North West Thunder, commonly referred to as Thunder, are a women's cricket team that represent Lancashire and North West England, one of eight regional hubs in English domestic women's cricket. They play their home matches at various grounds, including Old Trafford Cricket Ground. They are captained by Eleanor Threlkeld and coached by Paul Shaw. The team carries over many elements of the WCSL team Lancashire Thunder, but are now partnered with Lancashire, Cheshire and Cumbria.

History
In 2020, women's cricket in England was restructured, creating eight new 'regional hub' teams, with the intention of playing both 50-over and 20-over cricket.

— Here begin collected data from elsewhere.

PR #430, opened 2022-01-20
[utils] Simplify check isRegExp

Connormiha:
I refactored `isRegExp` to use short method for checking.

### DIFF
--- a/lib/utils.js
+++ b/lib/utils.js
@@ -212,7 +212,7 @@ var compact = function compact(value) {
 };
 
 var isRegExp = function isRegExp(obj) {
-    return Object.prototype.toString.call(obj) === '[object RegExp]';
+    return obj instanceof RegExp;
 };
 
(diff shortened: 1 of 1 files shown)


lib/utils.js
```diff
@@ -212,7 +212,7 @@ var compact = function compact(value) {
 };
 
 var isRegExp = function isRegExp(obj) {
-    return Object.prototype.toString.call(obj) === '[object RegExp]';
+    return obj instanceof RegExp;
```
ljharb, line 215: unfortunately this is not short, it's broken. `instanceof` doesn't work across realms, and can be easily forged.

ljharb (changes requested):

ljharb:
Please discuss changes like this in issues first, rather than sending a PR that might not be needed :-) all the "is" checks in this library are precisely what is needed.

PR #435, opened 2022-03-11
新增keySort配置

ywzou:
对最终的key进行排序


ckcr4lyf:
Additionally, the keys are sorted prior to the mapping as well, so I would think this isn't necessary?

ljharb:
Closing, pending more context from the OP.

North West Thunder were one of the sides created under this structure, effectively replacing the Women's Cricket Super League team Lancashire Thunder and representing Lancashire and North West England, partnering with Lancashire, Cheshire and Cumbria. The side was to be captained by Alex Hartley and coached by Paul Shaw. Due to the COVID-19 pandemic, the 2020 season was truncated, and only 50-over cricket was played, in the Rachael Heyhoe Flint Trophy. North West Thunder finished third in the North Group of the competition, winning two of their six matches. At the end of the season, five Thunder players were given full-time domestic contracts, the first of their kind in England: Alex Hartley, Georgie Boyce, Emma Lamb, Eleanor Threlkeld and Hannah Jones.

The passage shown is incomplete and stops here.